Summary of Statistical Methods Used in the Study
This study employed a variety of statistical methods, broadly categorized into machine learning for prediction and traditional statistical analyses for longitudinal cohort data. Here’s a breakdown:
1. Prediction of Mortality (Cross-sectional Data):
* Machine Learning Model: XGBoost was used to predict mortality risk.
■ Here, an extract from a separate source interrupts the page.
PR #1632, opened 2026-01-28
[STG-1232] Speed up PR Github Actions checks, add code coverage, fix e2e bb tests running not running in bb mode, remove tsup, generate unified re-used ESM and CJS builds with sourcemaps and types, switch CI to new Evals CLI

* Hyperparameter Tuning: Bayesian optimization was used to find the optimal hyperparameters for the XGBoost model (eta, max_depth, min_child_weight, subsample, nfold).
* Model Evaluation:
* AUC (Area Under the Curve) was used as the scoring function during hyperparameter tuning.
* AUC, F1 score, precision, recall, accuracy, and balanced accuracy where calculated on the test dataset and after 10-fold cross-validation.
* 10-fold Cross-validation: Used to robustly assess model performance and reduce bias. Results are reported as mean ± standard deviation.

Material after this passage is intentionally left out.